Frühzeitige Vorbereitung ist ratsam
Die EU-Taxonomie dürfte also für Betriebe aller Größenkategorien einen erheblichen Aufwand mit sich bringen. Auch kleine und mittlere Unternehmen werden immer öfter Daten zur eigenen Nachhaltigkeit vorlegen müssen und sind gut beraten, sich möglichst frühzeitig mit der eigenen Klima- und Umweltbilanz zu beschäftigen.
Zudem sollte eine Verbesserung dieser Bilanz hin zu einer stärkeren Klimaneutralität in den Fokus rücken, denn perspektivisch ist zu erwarten, dass sie den Zugang zu Finanzierungen und Konditionen bestimmen wird. Schließlich ist das erklärte Ziel der Taxonomie nicht nur, Transparenz zu schaffen, sondern auch, Kapital in als nachhaltig definierte Wirtschaftsbereiche umzulenken.
Offene Fragen rund um Trennschärfe und Umsetzung
Inwieweit sich mithilfe der Taxonomie die angestrebten klima- und umweltpolitischen Effekte erreichen lassen, lässt sich aus heutiger Sicht noch nicht abschließend beantworten. Denn in der Praxis lassen sich wirtschaftliche Tätigkeiten oft nicht trennscharf in "nachhaltig" oder "nicht nachhaltig" einteilen.
Unternehmen, die heute noch viel CO2 emittieren, machen sich vielfach auf den Weg, ihre Produktionsverfahren und Energieversorgung umzustellen. Dieser Wandel hin zur Klimaneutralität sollte nicht ausgebremst werden, indem der Zugang zu Finanzierungen für die notwendigen Investitionen erschwert wird. Ob hier die aktuell diskutierte Erweiterung der Taxonomie eine Verbesserung bringt, ist noch unklar. Auch tragen zahlreiche heute noch emissionsintensive Branchen zur Herstellung von Klimaschutztechnologien bei, beispielsweise werden in jeder Windkraftanlage große Mengen Stahl, Kupfer und Kunststoffe verbaut. Kann die Herstellung solcher elementaren Bestandteile und Zwischenprodukte in einem Fall als nachhaltig klassifiziert werden, in einem anderen aber als schädlich?

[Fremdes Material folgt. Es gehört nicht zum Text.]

PR #531, opened 2022-12-09
OrbitDistribution class

nstarman:
Signed-off-by: nstarman <nstarkman@protonmail.com>

TODO:

- [x] work if astropy not installed
- other convenience methods
- from_fit
- make sure properties like shape, and methods like reshape work as expected.
- work with orbits (plural): Probably want to interpret so that the last axis of the orbit shape is the sampling axis.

Darüber hinaus hat die Debatte um die Nachhaltigkeit von Gaskraftwerken und Atommeilern gezeigt, dass sich an der Einstufung mancher Aktivitäten die Geister scheiden. Und nicht zuletzt bietet die Taxonomie als lebendiges Regelwerk, das ständig weiterentwickelt und ausgeweitet werden soll, noch längst nicht für alle Bereiche des Wirtschaftens belastbare Kriterien. Die bereits heute hohe Komplexität wird also weiter zunehmen und in den Betrieben einen erheblichen Aufwand verursachen.